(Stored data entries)
Issue #4071, opened 2025-06-04
`spec.managementState` fields should not be "required"


ordovicia:
## Description

`spec.managementState` fields in CRDs are marked as required, but also has a default value.

https://github.com/open-telemetry/opentelemetry-operator/blob/63322cf3ee946045c12d05e01cf587cdc83ca0cf/apis/v1beta1/common.go#L88-L94

I think these "required" markers should be removed because:

- Not practically effective. Users can create custom resources with `spec.managementState` omitted. Kubernetes API server injects `spec.managementState: managed` on creation because the field has the default value.
- Incompatible with linter tools like [kubeconform](https://github.com/yannh/kubeconform). Since `spec.managementState` field is marked as required, kubeconform considers a custom resource without `spec.managementState` field to be invalid. However, users can still create these resources with no errors.

## Steps to Reproduce

N/A

## Expected Result

`spec.managementState` fields only have "default" markers.

## Actual Result

`spec.managementState` fields have "required" markers in addition to "default" ones.

### Kubernetes Version

1.32.5

### Operator version

0.126.0

### Collector version

N/A

## Environment
OS: (e.g., "Ubuntu 20.04")
Compiler(if manually compiled): (e.g., "go 14.2")

### Log output

```shell

```

LucaLanziani:
@iblancasa I'll take this one if you don't mind

PR #4076, opened 2025-06-04
remove required annotation from spec.managementState

LucaLanziani:
**Description:** 

Remove required annotation since default is present.

- Resolves: #4071

**Testing:**

```
make test
```

### DIFF
--- a/.chloggen/issue_4071.yaml
+++ b/.chloggen/issue_4071.yaml
@@ -1,5 +1,5 @@
 # One of 'breaking', 'deprecation', 'new_component', 'enhancement', 'bug_fix'
-change_type: 'bug_fix'
+change_type: 'enhancement'
 
 # The name of the component, or a single word describing the area of concern, (e.g. collector, target allocator, auto-instrumentation, opamp, github action)
 component: managementState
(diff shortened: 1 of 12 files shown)


iblancasa (approved):

apis/v1beta1/common.go
```diff
@@ -88,7 +88,6 @@ type OpenTelemetryCommonFields struct {
 	// ManagementState defines if the CR should be managed by the operator or not.
 	// Default is managed.
 	//
-	// +required
 	// +kubebuilder:validation:Required
```
swiatekm: You need to delete this line as well, and then run `make update`. Right now, your change doesn't do anything other than removing a comment.

swiatekm (changes requested):

apis/v1beta1/common.go
LucaLanziani: ah, you are right @swiatekm let me do that

.chloggen/issue_4071.yaml
```diff
@@ -0,0 +1,16 @@
+# One of 'breaking', 'deprecation', 'new_component', 'enhancement', 'bug_fix'
+change_type: 'bug_fix'
```
LucaLanziani: @swiatekm not sure if this should be a bug_fix or an enhancement tbf

swiatekm: I'd say enhancement. The CRD is now a bit nicer to work with, even if the logic didn't change.

swiatekm (approved):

_DESCRIPTION OF THE TASK_
Copy out the records above exactly and completely.

_ANSWER SECTION_
Issue #4071, opened 2025-06-04
`spec.managementState` fields should not be "required"


ordovicia:
## Description

`spec.managementState` fields in CRDs are marked as required, but also has a default value.

https://github.com/open-telemetry/opentelemetry-operator/blob/63322cf3ee946045c12d05e01cf587cdc83ca0cf/apis/v1beta1/common.go#L88-L94

I think these "required" markers should be removed because:

- Not practically effective. Users can create custom resources with `spec.managementState` omitted. Kubernetes API server injects `spec.managementState: managed` on creation because the field has the default value.
- Incompatible with linter tools like [kubeconform](https://github.com/yannh/kubeconform). Since `spec.managementState` field is marked as required, kubeconform considers a custom resource without `spec.managementState` field to be invalid. However, users can still create these resources with no errors.

## Steps to Reproduce

N/A

## Expected Result

`spec.managementState` fields only have "default" markers.

## Actual Result

`spec.managementState` fields have "required" markers in addition to "default" ones.

### Kubernetes Version

1.32.5

### Operator version

0.126.0

### Collector version

N/A

## Environment
OS: (e.g., "Ubuntu 20.04")
Compiler(if manually compiled): (e.g., "go 14.2")

### Log output

```shell

```

LucaLanziani:
@iblancasa I'll take this one if you don't mind

PR #4076, opened 2025-06-04
remove required annotation from spec.managementState

LucaLanziani:
**Description:** 

Remove required annotation since default is present.

- Resolves: #4071

**Testing:**

```
make test
```

### DIFF
--- a/.chloggen/issue_4071.yaml
+++ b/.chloggen/issue_4071.yaml
@@ -1,5 +1,5 @@
 # One of 'breaking', 'deprecation', 'new_component', 'enhancement', 'bug_fix'
-change_type: 'bug_fix'
+change_type: 'enhancement'
 
 # The name of the component, or a single word describing the area of concern, (e.g. collector, target allocator, auto-instrumentation, opamp, github action)
 component: managementState
(diff shortened: 1 of 12 files shown)


iblancasa (approved):

apis/v1beta1/common.go
```diff
@@ -88,7 +88,6 @@ type OpenTelemetryCommonFields struct {
 	// ManagementState defines if the CR should be managed by the operator or not.
 	// Default is managed.
 	//
-	// +required
 	// +kubebuilder:validation:Required
```
swiatekm: You need to delete this line as well, and then run `make update`. Right now, your change doesn't do anything other than removing a comment.

swiatekm (changes requested):

apis/v1beta1/common.go
LucaLanziani: ah, you are right @swiatekm let me do that

.chloggen/issue_4071.yaml
```diff
@@ -0,0 +1,16 @@
+# One of 'breaking', 'deprecation', 'new_component', 'enhancement', 'bug_fix'
+change_type: 'bug_fix'
```
LucaLanziani: @swiatekm not sure if this should be a bug_fix or an enhancement tbf

swiatekm: I'd say enhancement. The CRD is now a bit nicer to work with, even if the logic didn't change.

swiatekm (approved):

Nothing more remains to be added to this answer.